Migranti, Germania dice si a relocation. Esultano Alfano e gli interessi della Merkel

23 agosto 2016 ore 11:00, Americo Mascarucci
Nello stesso giorno del vertice trilaterale di Ventotene, al meeting di Comunione e Liberazione a Rimini il ministro dell’interno Angelino Alfano incontrava il suo omologo tedesco Thomas de Maizière che annunciava l’impegno della Germania ad accogliere da settembre "diverse centinaia di migranti dall'Italia, con lo schema della relocation". 
"Una decisione importante - ha sottolineato Alfano - perché se la Germania fa ripartire il principio di collocamento nessuno in Europa si potrà sottrarre". 
"La Germania - ha ricordato Alfano nel corso di un dibattito - ha già accolto oltre un milione di profughi e se ora la Germania accoglie anche quelli che arrivano dalla ricollocazione, sarebbe davvero paradossale che altri paesi non facessero altrettanto. Si possono fare le cose per voti e poi si possono fare perché ci si vuole mettere dal lato giusto della storia. Il cancelliere tedesco Merkel ha agito da vera leader e statista europea".
Evviva frau Merkel dunque, fino a ieri considerata la causa e la prima responsabile di tutti i mali dell’Europa. 
Era lei ad imporre il rigore e l’austerità, era lei a bocciare qualsiasi ipotesi di maggiore flessibilità, era lei ad imporre all'Italia regole dure sulla tenuta dei conti pubblici e anche sull'accoglienza dei migranti. 
Oggi di colpo agli occhi di Alfano è diventata una “VERA LEADER E UNA GRANDE STATISTA EUROPEA”. Come si cambia facilmente opinione! 
Ma davvero si può credere che la Merkel abbia deciso di adottare lo schema della relocation per fare un favore all'Italia e aiutare il nostro Paese a gestire il problema dell’immigrazione? 

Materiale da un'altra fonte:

Issue #1302, opened 2023-12-19
Unsoundness with context-insensitive analyses: sv-comp tests "list_search"


SchiJoha:
If all analyses are context insensitive, the sv-comp testcases `list-properties/list_search-1.i` and `list-properties/list_search-2.i` fail with the `svcomp24.json` configuration. (Similar to issue #1298)

During execution the error:  `[Error][Analyzer][Unsound] Both branches dead` is thrown. This comes from the fact, that any traversal through the list is detected to be infinite. Hence the whole remaining code is declared dead.

To set all analyses context insensitive I changed the `mCP.ml` file in line 83 from `cont_inse := map' find_id @@ get_string_list "ana.ctx_insens";` to `cont_inse := xs;`.
After compiling and executing the sv-comp testcase, Goblint incorrectly reports valid memory cleanup. The SV-COMP result is true, but false is expected.
I used those commands to run the testcases:
list_search-1: 
```
./goblint --conf conf/svcomp24.json --sets ana.specification "CHECK( init(main()), LTL(G valid-memcleanup) )" ../../sv-benchmarks/c/list-properties/list_search-1.i 
```
list_search-2: 
```
./goblint --conf conf/svcomp24.json --sets ana.specification "CHECK( init(main()), LTL(G valid-memcleanup) )" ../../sv-benchmarks/c/list-properties/list_search-2.i 
```
If only one of the analyses `base`, `mallocWrapper`, `var_eq`, `apron`, `memLeak` is analyzed context sensitively (and the remaining context insensitively), both tests produce the correct result (so the SV-COMP result is unknown). An overview can be found in the following picture. 

![auswertung](https://github.com/goblint/analyzer/assets/50140250/a7df67ba-baed-4021-aa77-fead010256f0)

jerhard:
@SchiJoha and I found after some debugging that this issue seems to be due to a erroneous `join` in in the relational `DHetero` where the result of some `bot_env` and `top_env` values results in some `bot_env` value.

PR #1340, opened 2024-01-26
master thesis: Taming Recursion with Three Context-Sensitive Analyses (Callstring, LoopfreeCallstring, Context Gas)

SchiJoha:
Implementation of three context-sensitive approaches to tame recursion:
- call string approach in the Sharir and Pnueli sense: a call stack tracking the last k function calls is simulated and used as context. As elements on the call stack, the function definitions (classical call string) or the statements (similar to call site) are used. We also enable the choice of `k = infinity`. 
- Loopfree Callstring: similar to call string but with (1) the callee stored in the call stack and (2) loops of the call stack stored in a set. Consequently, the stack elements are function definitions and sets containing function definitions. Overall no function is stored twice in the stack. 
- Context Gas: analyzes the first `k` calls on the call stack context-sensitive. The remaining calls receive no context information.

For the call-sequence `main -> f -> g -> f -> g` the approaches would have the following context (and gas):
- Callstring: `(main)`-> `(main, f)` -> `(main, f, g)` -> `(main, f, g, f)` -> `(main, f, g, f, g)`
- Loopfree: `(main)`-> `(main, f)` -> `(main, f, g)` -> `(main, {f, g})` -> `(main, {f, g})`
- Context Gas (gas = 2): `(Some (main-context))` gas 2 -> `(Some (f context))` gas 1 -> `(None)` gas 0  -> `(None)` gas 0  -> `(None)` gas 0


scripts/test-gobview.py
```diff
@@ -26,8 +26,8 @@ def serve():
   global p
   goblint_http_path = '_build/default/gobview/goblint-http-server/goblint_http.exe'
   p = subprocess.Popen(['./' + goblint_http_path,
-                  '-with-goblint', '../analyzer/goblint',
-                  '-goblint', '--set', 'files[+]', '"../analyzer/tests/regression/00-sanity/01-assert.c"'])
+                  '-with-goblint', '../GobContextGas/goblint',
+                  '-goblint', '--set', 'files[+]', '"../GobContextGas/tests/regression/00-sanity/01-assert.c"'])
 
 print("serving at port", PORT)
 thread = Thread(target=serve, args=())
```
michael-schwarz, line 33: This change should probably not be included here?

src/common/util/queueImmut.ml
```diff
@@ -0,0 +1,126 @@
+(* A Queue (FIFO, imutable) implementation, using two Lists for efficient push and pop handling.
```
michael-schwarz, line 1: Is this your own implementation or is it borrowed somewhere? If it is, we should credit the place (and verify licenses are compatible).

SchiJoha: this is my own implementation

src/common/util/queueImmut.ml
```diff
@@ -0,0 +1,126 @@
...
+
+   Example Queue: remove here, 1, 2, 3, 4, add here
+   Representation as Queue: Queue([1,2], [4,3]) or Queue([1], [4,3,2]) or Queue([1,2,3,4], []) or ...
+*)
+
+exception Empty
+
+type 'a t = Queue of 'a list * 'a list
```
michael-schwarz, line 9: Might be worth considering adding an `*.mli` here, and not exposing the type to the outside, then in here, you can remove the `Queue` constructor and just go with having the type be two lists. That would mean it's a bit less code in the end.

src/common/util/queueImmut.ml
michael-schwarz: Ok, nice! Did you compare performance with just using the normale Queue from OCaml? Was a difference notable?

src/common/util/queueImmut.ml
```diff
@@ -0,0 +1,126 @@
...
+  match q1, q2 with
+  | Queue ([], []), Queue ([], []) -> 0
+  | Queue ([], []), Queue ([], x) | Queue ([], []), Queue (x, []) -> -1
+  | Queue (x, []), Queue ([], []) | Queue ([], x), Queue ([], []) -> 1 
+  | Queue ([], q1_last), Queue (q2_first, q2_last) -> compare cmp (Queue (List.rev q1_last, [])) (Queue (q2_first, q2_last))
+  | Queue (q1_first, q1_last), Queue ([], q2_last) -> compare cmp (Queue (q1_first, q1_last)) (Queue (List.rev q2_last, []))
+  | Queue (x1::q1_first, q1_last), Queue (x2::q2_first, q2_last) -> 
+    let c = cmp x1 x2 in
+    if c <> 0 then c 
+    else compare cmp (Queue (q1_first, q1_last)) (Queue (q2_first, q2_last))
```
michael-schwarz, line 56: Is there some possibility for code reuse between `equal` and `compare`? It seems like most of the code is the same?

tests/regression/83-callstring_Stmt/09-thread_creation.c
```diff
@@ -0,0 +1,88 @@
...
+  __goblint_check(result == 10); // UNKNOWN
+  return NULL;
+}
+
+int main()
+{
+  pthread_t id;
+  pthread_t id2;
+
+  // Creat the thread
```
michael-schwarz, line 82:
```suggestion
  // Create the thread
```

also in a few other places :wink:

src/common/util/queueImmut.ml
SchiJoha: I didn't test the performance (the "efficienct" was related to the fact that two lists are used, which should be more efficient than using one list).
The reason for the new Queue is that the Ocaml Queue is mutable. When I edit the Queue in the `enter `transfer function, I need the old queue for the caller and the new queue for the callee. With the Ocaml Queue, I would be forced to copy the queue, and then edit the copied queue. Therefore I implemented an immutable Queue (I just recognized the typo in the comment :))), with which I don't need to copy the whole queue before editing.

sim642: Could just use `BatDeque`, which is the same thing I think.

tests/regression/83-callstring_Stmt/09-thread_creation.c
SchiJoha: The testcases are not perfect yet :) But I will improve them in a later commit

michael-schwarz: Sure, just wanted to remark because such things are missed easily 😉

src/config/options.schema.json
```diff
@@ -963,6 +963,24 @@
...
+            },
+            "ctx_gas_value": {
+              "title": "ana.context.ctx_gas_value",
+              "description": "Number of calls that are analyzed context-sensitive. Used for the ContextGasLifter, which is enabled with ana.context.ctx_gas. Must be >= 0!",
+              "type": "integer",
+              "default": 10
+            },
+            "callStack_height": {
+              "title": "ana.context.callStack_height",
+              "description": "Height of the CallStack that should be used as context for the callsting analysis. Must be >= 0!",
```
michael-schwarz, line 981:
```suggestion
              "description": "Height of the CallStack that should be used as context for the callstring analysis. Must be >= 0!",
```

src/analyses/callstringAnalysis.ml
```diff
@@ -0,0 +1,87 @@
...
+
+(* Specifies the type of the callstack elements for the callstring analysis*)
+module type Callstack_Type =
+sig
+  include CilType.S
+  val stackTypeName: string
+  val pushElem: fundec -> ('d,'g,'c,'v) ctx -> t option (* returns an elements that should be pushed to the Callstack *)
+end
+
+(** Analysis with the k-callsting approach, which uses the last k callstack elements as context.
```
michael-schwarz, line 13:
```suggestion
(** Analysis with the k-callstring approach, which uses the last k callstack elements as context.
```

src/analyses/callstringAnalysis.ml
```diff
@@ -0,0 +1,87 @@
+open Analyses
+open GoblintCil
+open GobConfig
+
+(* Specifies the type of the callstack elements for the callstring analysis*)
+module type Callstack_Type =
+sig
+  include CilType.S
+  val stackTypeName: string
+  val pushElem: fundec -> ('d,'g,'c,'v) ctx -> t option (* returns an elements that should be pushed to the Callstack *)
```
michael-schwarz, line 10:
```suggestion
  val pushElem: fundec -> ('d,'g,'c,'v) ctx -> t option (* returns an element that should be pushed to the Callstack *)
```

I'm not sure if `pushElem` is the best name for this... Maybe we should think if we have a better idea.

src/analyses/callstringAnalysis.ml
```diff
@@ -0,0 +1,87 @@
...
+(** Analysis with the k-callsting approach, which uses the last k callstack elements as context.
+    With the CT argument it is possible to specify the type of the callstack elements*)
+module Spec (CT:Callstack_Type) : MCPSpec = 
+struct
+  include Analyses.IdentitySpec
+
+  (* simulates a call stack of depth k*)
+  module CallStack = struct
+    include Printable.PQueue (CT)
+    let depth = get_int "ana.context.callStack_height" (* must be >= 0 *)
```
michael-schwarz, line 22: Does this not cause issues when the callStack height is changed from it's default value as this is evaluated when the module is constructed?

src/analyses/callstringAnalysis.ml
```diff
@@ -0,0 +1,87 @@
...
+      | Some e -> 
+        let new_stack = BatDeque.cons e stack in (* pushes new element to stack*)         
+        (* removes element from stack, if stack was filled with k elements*)
+        match (BatDeque.size new_stack - depth) with
+        | x when x <= 0 -> new_stack
+        | 1 -> fst @@ Option.get (BatDeque.rear new_stack)
+        | _ -> failwith "Callstack Error: It shouldn't happen that more than one element must be deleted to maintain the correct height!"
+  end
+
+  module D = Lattice.Flat (CallStack)
```
michael-schwarz, line 36: We're being a bit cheeky here by abusing local states to in fact do contexts (and we're forced into it by the framework in sense). 
We probably should add a comment here what we are doing so people not deep into Goblint have an idea what's happening.

src/analyses/callstringAnalysis.ml
```diff
@@ -0,0 +1,87 @@
...
+  module C = CallStack
+  module V = EmptyV
+  module G = Lattice.Unit
+
+  let name () = "callstring_"^ CT.stackTypeName
+  let startstate v = `Lifted (BatDeque.empty)
+  let exitstate v =  `Lifted (BatDeque.empty) (*TODO: should I use startstate here? Does this make a difference*)
```
michael-schwarz, line 43: @vesalvojdani Maybe you can help out here? I constantly forget what exactly `exitstate` is supposed to do...

src/analyses/callstringAnalysis.ml
```diff
@@ -0,0 +1,87 @@
...
+
+  let context fd x = match x with 
+    | `Lifted x -> x
+    | _ -> failwith "Callstring: Context error! The context cannot be derived from Top or Bottom!" (* TODO: is there a possibility???*)
```
michael-schwarz, line 47: No, and this should also never happen.

src/analyses/callstringAnalysis.ml
```diff
@@ -0,0 +1,87 @@
...
+
+  let callee_state ctx f = 
+    let elem = CT.pushElem f ctx in
+    let new_stack = CallStack.push (context f ctx.local) elem in (*TODO: is it ok to use context here??? *)
```
michael-schwarz, line 51: Sure, though in effect all it does here is unlift the value.

src/analyses/callstringAnalysis.ml
```diff
@@ -0,0 +1,87 @@
...
+    `Lifted new_stack
+
+  let enter ctx r f args = [ctx.local, callee_state ctx f]
+
+  let combine_env ctx lval fexp f args fc au f_ask = ctx.local
+
+  let threadenter ctx ~multiple lval v args = [callee_state ctx (Cilfacade.find_varinfo_fundec v)]
```
michael-schwarz, line 58: is this right here? Should a new thread not start with an empty callstack?

src/analyses/callstringAnalysis.ml
```diff
@@ -0,0 +1,87 @@
...
+  let stackTypeName = "loc"
+  let pushElem f ctx =
+    Some !Goblint_tracing.current_loc
+end
+
+(* Lifters for the Callstring approach with different Callstack element types*)
+let _ =
+  MCP.register_analysis (module Spec (Fundec) : MCPSpec); (* name: callstring_fundec*)
+  MCP.register_analysis (module Spec (Stmt) : MCPSpec); (* name: callstring_stmt*)
+  MCP.register_analysis (module Spec (Location) : MCPSpec) (* name: callstring_loc*)
```
michael-schwarz, line 87: Is having three different analyses the best way to expose is? Maybe one analysis and options for how the callstring ought to be abstracted is nicer?

src/analyses/callstringTracking.ml
```diff
@@ -0,0 +1,36 @@
...
+struct
+  include Analyses.IdentitySpec
+
+  let name () = "callstringTracking"
+
+  module FundecSet = SetDomain.Make (CilType.Fundec)
+  module FundecList = Lattice.Flat(Printable.Liszt(CilType.Fundec))
+  module D = Lattice.Prod (FundecList) (FundecSet)
+  module C = D
+  module G = D
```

Migranti, Germania dice si a relocation. Esultano Alfano e gli interessi della Merkel
No, la Germania probabilmente ha accettato di accogliere i migranti dall'Italia perché ne hanno bisogno le fabbriche e le aziende tedesche dove gli immigrati vengono impiegati a basso costo. La richiesta di manodopera straniera arriva principalmente dalle industrie che hanno tutto l’interesse ad assumere il maggior numero di lavoratori immigrati a costi ridotti. 
La Germania insomma il favore prima di farlo all'Italia lo fa a se stessa, anche se poi è fuori di dubbio come i vantaggi per l’Italia non mancheranno dal momento che potrà liberarsi più facilmente dei profughi che arriveranno sulle proprie coste spedendoli in Germania. La Merkel dunque è sicuramente una grande statista ma certamente "molto tedesca" e poi forse anche europea. 


caricamento in corso...
caricamento in corso...
[Template ADV/Publy/article_bottom_right not found]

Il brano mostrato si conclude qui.